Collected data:
◆ ◆ ◆ ◆ ◆ ◆ ◆

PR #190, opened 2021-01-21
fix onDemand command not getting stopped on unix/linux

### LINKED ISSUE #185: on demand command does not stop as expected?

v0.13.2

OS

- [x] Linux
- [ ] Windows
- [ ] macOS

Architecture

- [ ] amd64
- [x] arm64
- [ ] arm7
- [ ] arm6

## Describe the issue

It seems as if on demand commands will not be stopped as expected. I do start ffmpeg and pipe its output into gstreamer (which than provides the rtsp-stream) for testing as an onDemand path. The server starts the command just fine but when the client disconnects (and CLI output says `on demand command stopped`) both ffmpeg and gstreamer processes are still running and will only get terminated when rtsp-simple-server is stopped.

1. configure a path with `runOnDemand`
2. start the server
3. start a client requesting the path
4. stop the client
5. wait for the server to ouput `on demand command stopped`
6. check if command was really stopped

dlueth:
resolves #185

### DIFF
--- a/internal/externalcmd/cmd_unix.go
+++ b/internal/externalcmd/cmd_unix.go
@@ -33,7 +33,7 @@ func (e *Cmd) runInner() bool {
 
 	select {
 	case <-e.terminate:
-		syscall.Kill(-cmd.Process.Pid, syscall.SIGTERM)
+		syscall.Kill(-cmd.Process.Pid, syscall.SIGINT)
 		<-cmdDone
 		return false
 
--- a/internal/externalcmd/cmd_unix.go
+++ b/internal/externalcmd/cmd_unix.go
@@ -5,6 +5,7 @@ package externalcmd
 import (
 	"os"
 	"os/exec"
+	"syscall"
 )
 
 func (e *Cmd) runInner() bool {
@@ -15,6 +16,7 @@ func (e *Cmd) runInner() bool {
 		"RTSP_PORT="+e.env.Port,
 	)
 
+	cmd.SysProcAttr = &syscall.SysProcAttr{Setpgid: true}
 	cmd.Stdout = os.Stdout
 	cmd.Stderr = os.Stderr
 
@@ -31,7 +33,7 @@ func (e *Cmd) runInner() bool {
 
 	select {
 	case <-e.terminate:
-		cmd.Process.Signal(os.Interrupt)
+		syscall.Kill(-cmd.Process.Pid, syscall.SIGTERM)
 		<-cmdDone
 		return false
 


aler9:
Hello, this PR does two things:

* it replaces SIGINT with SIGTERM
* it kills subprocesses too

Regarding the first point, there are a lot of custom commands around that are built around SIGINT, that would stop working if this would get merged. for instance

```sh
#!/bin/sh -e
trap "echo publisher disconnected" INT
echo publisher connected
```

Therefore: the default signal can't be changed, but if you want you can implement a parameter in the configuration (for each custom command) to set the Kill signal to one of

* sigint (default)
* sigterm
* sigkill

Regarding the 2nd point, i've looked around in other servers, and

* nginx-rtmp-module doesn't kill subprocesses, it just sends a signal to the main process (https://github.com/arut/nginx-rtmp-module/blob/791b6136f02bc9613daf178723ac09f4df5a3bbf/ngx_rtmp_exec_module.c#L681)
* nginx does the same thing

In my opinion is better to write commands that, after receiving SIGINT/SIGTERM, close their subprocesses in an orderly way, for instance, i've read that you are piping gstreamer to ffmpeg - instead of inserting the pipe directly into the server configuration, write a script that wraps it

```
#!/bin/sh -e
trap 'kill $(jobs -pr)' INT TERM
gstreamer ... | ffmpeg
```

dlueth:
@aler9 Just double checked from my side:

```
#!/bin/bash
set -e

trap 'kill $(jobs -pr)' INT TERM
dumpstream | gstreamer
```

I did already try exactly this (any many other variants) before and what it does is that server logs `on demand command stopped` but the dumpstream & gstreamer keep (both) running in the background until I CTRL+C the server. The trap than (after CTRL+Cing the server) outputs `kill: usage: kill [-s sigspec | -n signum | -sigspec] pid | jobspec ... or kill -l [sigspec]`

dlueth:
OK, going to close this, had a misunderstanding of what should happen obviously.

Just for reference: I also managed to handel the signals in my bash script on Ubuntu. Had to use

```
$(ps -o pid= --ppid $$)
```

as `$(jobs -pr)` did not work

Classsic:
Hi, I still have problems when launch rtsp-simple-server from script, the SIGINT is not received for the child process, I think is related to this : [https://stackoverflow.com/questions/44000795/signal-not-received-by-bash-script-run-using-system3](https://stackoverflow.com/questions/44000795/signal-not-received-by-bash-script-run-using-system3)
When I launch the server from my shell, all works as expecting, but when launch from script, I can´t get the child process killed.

◆ ◆ ◆ ◆ ◆ ◆ ◆

- WHAT TO PRODUCE
Could I ask you to return the records exactly and in full?

- YOUR SOLUTION
PR #190, opened 2021-01-21
fix onDemand command not getting stopped on unix/linux

### LINKED ISSUE #185: on demand command does not stop as expected?

v0.13.2

OS

- [x] Linux
- [ ] Windows
- [ ] macOS

Architecture

- [ ] amd64
- [x] arm64
- [ ] arm7
- [ ] arm6

## Describe the issue

It seems as if on demand commands will not be stopped as expected. I do start ffmpeg and pipe its output into gstreamer (which than provides the rtsp-stream) for testing as an onDemand path. The server starts the command just fine but when the client disconnects (and CLI output says `on demand command stopped`) both ffmpeg and gstreamer processes are still running and will only get terminated when rtsp-simple-server is stopped.

1. configure a path with `runOnDemand`
2. start the server
3. start a client requesting the path
4. stop the client
5. wait for the server to ouput `on demand command stopped`
6. check if command was really stopped

dlueth:
resolves #185

### DIFF
--- a/internal/externalcmd/cmd_unix.go
+++ b/internal/externalcmd/cmd_unix.go
@@ -33,7 +33,7 @@ func (e *Cmd) runInner() bool {
 
 	select {
 	case <-e.terminate:
-		syscall.Kill(-cmd.Process.Pid, syscall.SIGTERM)
+		syscall.Kill(-cmd.Process.Pid, syscall.SIGINT)
 		<-cmdDone
 		return false
 
--- a/internal/externalcmd/cmd_unix.go
+++ b/internal/externalcmd/cmd_unix.go
@@ -5,6 +5,7 @@ package externalcmd
 import (
 	"os"
 	"os/exec"
+	"syscall"
 )
 
 func (e *Cmd) runInner() bool {
@@ -15,6 +16,7 @@ func (e *Cmd) runInner() bool {
 		"RTSP_PORT="+e.env.Port,
 	)
 
+	cmd.SysProcAttr = &syscall.SysProcAttr{Setpgid: true}
 	cmd.Stdout = os.Stdout
 	cmd.Stderr = os.Stderr
 
@@ -31,7 +33,7 @@ func (e *Cmd) runInner() bool {
 
 	select {
 	case <-e.terminate:
-		cmd.Process.Signal(os.Interrupt)
+		syscall.Kill(-cmd.Process.Pid, syscall.SIGTERM)
 		<-cmdDone
 		return false
 


aler9:
Hello, this PR does two things:

* it replaces SIGINT with SIGTERM
* it kills subprocesses too

Regarding the first point, there are a lot of custom commands around that are built around SIGINT, that would stop working if this would get merged. for instance

```sh
#!/bin/sh -e
trap "echo publisher disconnected" INT
echo publisher connected
```

Therefore: the default signal can't be changed, but if you want you can implement a parameter in the configuration (for each custom command) to set the Kill signal to one of

* sigint (default)
* sigterm
* sigkill

Regarding the 2nd point, i've looked around in other servers, and

* nginx-rtmp-module doesn't kill subprocesses, it just sends a signal to the main process (https://github.com/arut/nginx-rtmp-module/blob/791b6136f02bc9613daf178723ac09f4df5a3bbf/ngx_rtmp_exec_module.c#L681)
* nginx does the same thing

In my opinion is better to write commands that, after receiving SIGINT/SIGTERM, close their subprocesses in an orderly way, for instance, i've read that you are piping gstreamer to ffmpeg - instead of inserting the pipe directly into the server configuration, write a script that wraps it

```
#!/bin/sh -e
trap 'kill $(jobs -pr)' INT TERM
gstreamer ... | ffmpeg
```

dlueth:
@aler9 Just double checked from my side:

```
#!/bin/bash
set -e

trap 'kill $(jobs -pr)' INT TERM
dumpstream | gstreamer
```

I did already try exactly this (any many other variants) before and what it does is that server logs `on demand command stopped` but the dumpstream & gstreamer keep (both) running in the background until I CTRL+C the server. The trap than (after CTRL+Cing the server) outputs `kill: usage: kill [-s sigspec | -n signum | -sigspec] pid | jobspec ... or kill -l [sigspec]`

dlueth:
OK, going to close this, had a misunderstanding of what should happen obviously.

Just for reference: I also managed to handel the signals in my bash script on Ubuntu. Had to use

```
$(ps -o pid= --ppid $$)
```

as `$(jobs -pr)` did not work

Classsic:
Hi, I still have problems when launch rtsp-simple-server from script, the SIGINT is not received for the child process, I think is related to this : [https://stackoverflow.com/questions/44000795/signal-not-received-by-bash-script-run-using-system3](https://stackoverflow.com/questions/44000795/signal-not-received-by-bash-script-run-using-system3)
When I launch the server from my shell, all works as expecting, but when launch from script, I can´t get the child process killed.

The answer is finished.